In 2019, the University’s security awareness training was completely transformed with the introduction of a new training module.
Since then, the Information Security Office within ITS has made significant progress in expanding the program to groups across campus. So far, all members of the IT Executive Council (ITEC) have been enrolled plus the School of Medicine, the College of Arts and Sciences and ITS, which was first used as a platform to test the initiative.

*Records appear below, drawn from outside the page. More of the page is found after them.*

PR #529, opened 2021-04-25
Fix PAD Factory Influence calculation, update a few other "latest printing" issues.

### LINKED ISSUE #528: PAD Factory influece not discounted with 3xPAD Campaign (System Update 2021) in deck
I suspect PAD Factory is checking for an old version of PAD Campaign while a deck is being built. It also does not surprise me that no one else has seen this error...

plural:
Fixes #528 

I switched some of this to use card names instead of codes, but a more thorough overhaul would be good, especially for the ext-decklist.js stuff.

### DIFF
--- a/web/js/nrdb.js
+++ b/web/js/nrdb.js
@@ -650,7 +650,7 @@ function get_influence_cost_of_card_in_deck(card) {
             }
         } else if (card.code === '10038') {
             // PAD Factory: 3 PAD Campaign
-            if (count_card_copies(NRDB.data.cards.find({ indeck: { '$gt': 0 }, code: ['01109', '20128','25142'] })) === 3) {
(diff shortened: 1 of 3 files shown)


web/js/nrdb.js
```diff
@@ -638,22 +638,22 @@ function get_influence_cost_of_card_in_deck(card) {
         if (Identity.code == "03029" && card.type_code == "program") {
             // The Professor: first program is free
             inf = (card.indeck - 1) * card.faction_cost;
-        } else if (card.code === '10018') {
+        } else if (card.code === 'Mumba Temple') {
```
francescopellegrini:
```suggestion
        } else if (card.title === 'Mumba Temple') {
```

Right?

plural: oops!  Yes, indeed.

I *swear* i tested this with temple as well.  Thanks for catching this!

PR #531, opened 2021-04-27
Update banlist 21.05 to have the right formatting for currents.

plural:


plural:
i need to add some metadata to the upstream JSON repo for this, but this will do for now.

Issue #308, opened 2019-01-27
Link to Errata, Rotation and MWL should probably point to NISEI.NET and not FFG


AndersRask:
Check for example this deck that uses a (NISEI) rotated Terminal Directive card:

https://netrunnerdb.com/en/decklist/53942/-612-welcome-to-the-doublemeat-palace

In the top there is a warning that say that

> This decklist is not legal for tournament play currently, due to Card Errata, Rotation or the Most Wanted List.

The links goes to FFG and not NISEI

NoahTheDuke:
Great idea! I’ll fix it!

plural:
![Screenshot 2021-06-27 6 44 12 PM](https://user-images.githubusercontent.com/396562/123563007-c4eeda80-d777-11eb-8b9d-914fe7f5aa7b.png)

One place where this shows up...

PR #532, opened 2021-05-14
replace each MWL reference with Legality

francescopellegrini:
There were a few places where the "MWL" term was still used.

### DIFF
--- a/app/Resources/views/Decklist/decklist.html.twig
+++ b/app/Resources/views/Decklist/decklist.html.twig
@@ -24,7 +24,7 @@ NRDB.user.params.decklist_id = Decklist.id;
 <div class="container decklist">
 
 {% if not decklist.is_legal %}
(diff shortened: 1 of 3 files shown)


francescopellegrini:
Also #308 could be worth a fix.

francescopellegrini:
I just noticed that both [deck search syntax](https://netrunnerdb.com/en/syntax) and [advanced search](https://netrunnerdb.com/en/search) refer to the terms "Banlist" / "Ban List" instead.. which one should we prefer?

plural:
we should probably use Ban List or ban list as two words consistently.

francescopellegrini:
> we should probably use Ban List or ban list as two words consistently.

@plural so would it help if I open a new PR to update all terms to "Ban List"? ;)

plural:
sure thing that would be swell!

-jason

PR #539, opened 2021-05-30
Return deck tags

North101:
It is possible to set tags from the api but they aren't returned.

This is a simple PR to do that.


plural:
thanks for the patch!

PR #541, opened 2021-05-31
Add agenda points icon to relevant agenda displays

plural:
Screenshot 2021-05-30 7 22 27 PM
Screenshot 2021-05-30 7 22 41 PM
Screenshot 2021-05-30 7 23 17 PM

### DIFF
--- a/app/Resources/views/Search/display-zoom.html.twig
+++ b/app/Resources/views/Search/display-zoom.html.twig
@@ -29,7 +29,7 @@
                     </span>
                     <span class="card-cost">
                         {% if card.type_code == "agenda" %}
-                            {{ card.advancementcost }}/{{ card.agendapoints }}
+							{{ card.advancementcost }}/{{ card.agendapoints }}<span class="icon icon-agenda-points"></span>
                         {% endif %}
                         {% if card.type_code != "identity" and card.type_code != "agenda" %}
                             {{ card.formatted_cost|raw }}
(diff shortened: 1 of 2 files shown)


app/Resources/views/Search/display-zoom.html.twig
```diff
@@ -29,7 +29,7 @@
                     </span>
                     <span class="card-cost">
                         {% if card.type_code == "agenda" %}
-                            {{ card.advancementcost }}/{{ card.agendapoints }}
+							{{ card.advancementcost }}/{{ card.agendapoints }}<span class="icon icon-agenda-points"></span>
```
NoahTheDuke: Looks like you used tabs instead of spaces

NoahTheDuke:
This is cool! Looks a little odd to have a single icon (when both halves are associated with icons). Should you add in the "cost" icon to the other side?

plural:
i don't have an advancement cost icon handy.  There isn't one in the visual assets set .  Using the credit icon isn't wrong, but it isn't right enough either.  :D

I'll ask on slack to see if i can get the asset and see how it looks.

app/Resources/views/Search/display-zoom.html.twig
plural: done, thanks.

plural:
i checked and we don't don't have an advancement icon to use.  I'm gonna go ahead and submit this.

Issue #520, opened 2021-04-12
Trying to run the project: Card import step: Call to a member function getCode() on null


cloudrac3r:
Hi, I'm trying to run the project so that I can actually test new features that I add. I'm familiar with PHP itself, but not any of the tools that surround its development like Composer and Symfony. I'm trying my best.

In the import step, when I have to run `php bin/console app:import:std -f /app/netrunner-cards-json` - the cards repository was cloned to the path `/app/netruner-cards-json` - I see this in the logs:

```
[truncated]
netrunnerdb_1  | Importing Cards...
netrunnerdb_1  | Changing the code of  
netrunnerdb_1  | Changing the deckLimit of 11001 
netrunnerdb_1  | Changing the position of 11001 
netrunnerdb_1  | Changing the quantity of 11001 
netrunnerdb_1  | Changing the strippedTitle of 11001 
netrunnerdb_1  | Changing the title of 11001 
netrunnerdb_1  | Changing the uniqueness of 11001 System Outage
netrunnerdb_1  | Changing the illustrator of 11001 System Outage
netrunnerdb_1  | Changing the keywords of 11001 System Outage
netrunnerdb_1  | Changing the text of 11001 System Outage
netrunnerdb_1  | Changing the strippedText of 11001 System Outage
netrunnerdb_1  | Changing the cost of 11001 System Outage
netrunnerdb_1  | 
netrunnerdb_1  | In ImportStdCommand.php line 510:
netrunnerdb_1  |                                                
netrunnerdb_1  |   Call to a member function getCode() on null  
netrunnerdb_1  |                                                
netrunnerdb_1  | 
netrunnerdb_1  | app:import:std [-f|--force] [-h|--help] [-q|--quiet] [-v|vv|vvv|--verbose] [-V|--version] [--ansi] [--no-ansi] [-n|--no-interaction] [-e|--env ENV] [--no-debug] [--] <command> <path>
```

When I try to use the web interface, none of the cards exist, which aligns with my assumption that the cards weren't imported correctly.

What can I do about this?

plural:
hey there!  Sorry you ran into trouble.

It looks like a fix to quiet down noisy messages on subsequent updates broke things for you here.

on 510, take out "&& ($entity->getType()->getCode() == 'identity' || $entity->getType()->getCode() == 'agenda')" and give it another whirl.

[...]

PR #550, opened 2021-07-21
Add setting to allow unlimited copies of cards

cloudrac3r:
Someone said they wanted this feature, and it seems like it would be good to add. https://www.reddit.com/r/Netrunner/comments/ooge0a/including_multiple_astroscripts_in_netrunnerdb/

Basically, when enabled in the settings tab, card text like "limit 1 per deck" no longer applies, and 3 copies (or more if the card text says more) can be added to the deck. A warning "too many copies of a limited card" is then shown. This warning was already in the code.

Questionable parts of this code:
- I have not tested card suggestions at all
- The for loop that generates the card count radio buttons is copypasted in 3 places. I'd like to merge them into 1, but not sure where I would put that function, since it needs to be shared across files, and I don't know how you're managing JS imports in netrunnerdb.

I think the rest of my code is all good, though. I tested both the card selection table and the card modal and they're good.

(By the way, [reverting this commit as discussed](https://github.com/NetrunnerDB/netrunnerdb/issues/520#issuecomment-821757580) is still required to create the database.)

### DIFF
--- a/app/Resources/views/Builder/deck.html.twig
+++ b/app/Resources/views/Builder/deck.html.twig
@@ -304,8 +304,8 @@ var Filters = {},
       </fieldset>
       <fieldset>
         <div class="radio"><label><input type="radio" name="card-limits" value="legal" data-persistence> Legal limit</label></div>
-        <div class="radio"><label><input type="radio" name="card-limits" value="ignore" data-persistence> Ignore card limits (casual play)</label></div>
-        <div class="radio"><label><input type="radio" name="card-limits" value="max" data-persistence> Maximum 9 (casual play)</label></div>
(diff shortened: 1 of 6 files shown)


distributive:
Sorry for the radio silence on this!

I've finally had a look at this, tested it, and cleaned it up a bit. Thanks for the contribution!

Changes:
- Options expanded to three (legal, ignore card text limits (e.g. limit 1 per deck), max 9)
- Draft IDs no longer force all cards to be l9pd
- Changed the layout of the settings menu to be a bit more concise and clear

cloudrac3r:
Yay!

plural (approved):
Thanks for the contribution!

At the beginning of this effort, University compliance was 4%, but compliance has now grown to 51%, even as some campus groups wait to enroll. Additionally, by pacing the strategic rollout, the Information Security Office has been able to lessen any impact on the Service Desk.
Partnering with ITS Enterprise Applications also was key for the Information Security Office’s successful transition to the new training module. Enterprise Applications staffers enabled supervisors to view training completions and passing scores within ConnectCarolina.
Communication is key
Dennis Schmidt, Assistant Vice Chancellor and Chief Information Security Officer, has worked with Security Operations and Incident Handling team lead Charlie Mewshaw to communicate directly with University IT leaders about the security awareness training. This has helped encourage compliance. Explaining the trainings to the IT leaders has given them time to relay the importance of the program to their respective departments, which helps ensure that messages requesting completion of the training module are taken seriously.
Using multiple channels works
Although the training module has been a core piece of this transition, the Information Security Office utilizes other outreach channels to communicate security awareness has been essential in improving University-wide compliance.
The Data@Rest podcast series, hosted by Mewshaw and Network Security Team Lead Michael Williams, has been one popular platform for this effort. Mewshaw and Schmidt also host phishing presentations for campus departments and provide real-life examples. Phishing is currently one of the biggest user threats.
Information Security’s SecurityCon and other in-person campus events have been well-received, and groups often request repeat sessions to stay updated. Campus groups have also assisted with sharing information through events and social media. (Of course, this was prior to COVID-19.)
By providing many types of interesting and educational options, Information Security hopes to connect on this topic with a variety of people with diverse learning styles.
Continuing to adapt
Information Security will continue to focus on this rollout and changes to security awareness training.
“We do plan on making it an annual cycle, where we revisit and make changes, once this is established,” Mewshaw said.
For now, the Information Security Office will continue to help individuals understand the information and address any complications. With the goals of increasing awareness of risky situations and helping people understand preventative actions, the team is focused on communicating information and resources.
The security awareness training, Schmidt said, has been a positive community initiative to protect the privacy of personal and University data. “It’s also so more people start to see Security as partners and friends,” he said.